PR #867, opened 2026-09-15
feat(tic): address each downlink from our AKA in its own network

### LINKED ISSUE #757: TIC: support a file area carried on more than one network
Follow-on from #743, recorded there as a declared v1 constraint.

A `ticAreas` entry names a single `network`, which supplies the local address that signs the outgoing `From`, `Path` and `Seenby`. A file echo carried on two networks — or a hub with several AKAs wanting to present the right one per downlink — cannot be expressed.

## Prior art

- htick selects the AKA per link (`downlink->ourAka`).
- Synchronet's tickit does AKA distance-matching against the link, with per-area and global overrides.

## Scope

- Per-downlink AKA selection rather than one address per area.
- Sensible default: closest AKA by zone/net, as tickit does.
- The loop guard must keep treating **all** our addresses as "us" across every network — #743 already does this via `Address.isAnyOf`, so that part is in place.
- `resolveNetworkNameForZone` in `core/bso_util.js` already infers a network from a downlink's zone and warns when more than one claims it; that is the natural place to extend.

Currently the startup diagnostics warn when an area's zone is claimed by more than one network, which is the symptom this would resolve properly.

NuSkooler:
Closes #757.

> **Merge note:** this touches `forwardTicToDownlinks()` / `queueTicForDownlinks()`, which #865 (hatching) also restructures. They will conflict; #866 (passthrough) does not touch either. Whichever lands second needs a rebase — the change is small in both directions, and the shapes are compatible: #865 extracts the half after the gates into `announceTicToDownlinks()`, and this makes the identity inside it per-downlink.

## The defect

A `ticAreas` entry named a single `network`, whose `localAddress` signed the outgoing `From`, `Path` and `Seenby` for every downlink.

Worse than the issue describes: when no `network` was named, `getNetworkNameForTicArea()` took one from the **first downlink's zone** and used it for all of them. So an echo fed to a Fidonet link and an fsxNet link announced both under whichever address happened to come first, and the link in the other network received a TIC from an address it does not know us by.

## The fix

The `From` line, our `Path` line and the outbound directory now follow **one per-downlink choice**, together, so they cannot disagree — a mailer dialling the right node from the wrong identity is exactly the failure worth avoiding here.

`selectLocalNetworkForAddress()` in `bso_util` does the choosing, by AKA distance:

| Distance | |
|---|---|
| 0 | same zone **and** same net — a neighbour in their own net |
| 1 | same zone — same network, different net |
| 2 | neither — a last resort, and warned about |

That is Synchronet tickit's rule, and what htick does per link with `downlink->ourAka`. Ties go to `defaultNetwork` then config order, matching `resolveNetworkNameForZone()` so the two cannot disagree about a zone more than one network claims.

`resolveNetworkNameForZone()` itself is **unchanged**. The issue suggested extending it, but it answers "which network owns this zone?" — the right question for a *directory*, since a zone maps to exactly one outbound subdirectory, and the wrong one for a `From` line, because it gives a single answer for a whole area. The two questions now have two functions.

## Overrides

Most specific first:

1. `nodes.<address>.tic.network` — this link, file echoes only
2. `nodes.<address>.network` — this link; the key NetMail routing already uses
3. `ticAreas.<tag>.network` — every downlink of this area
4. Closest AKA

What you need to do - Could you repeat exactly the lines in the listing above from the one with "- Synchronet's tickit" down to the one with "- Sensible default: closest"? Include both of those lines.

Task response -
- Synchronet's tickit does AKA distance-matching against the link, with per-area and global overrides.

## Scope

- Per-downlink AKA selection rather than one address per area.
- Sensible default: closest AKA by zone/net, as tickit does.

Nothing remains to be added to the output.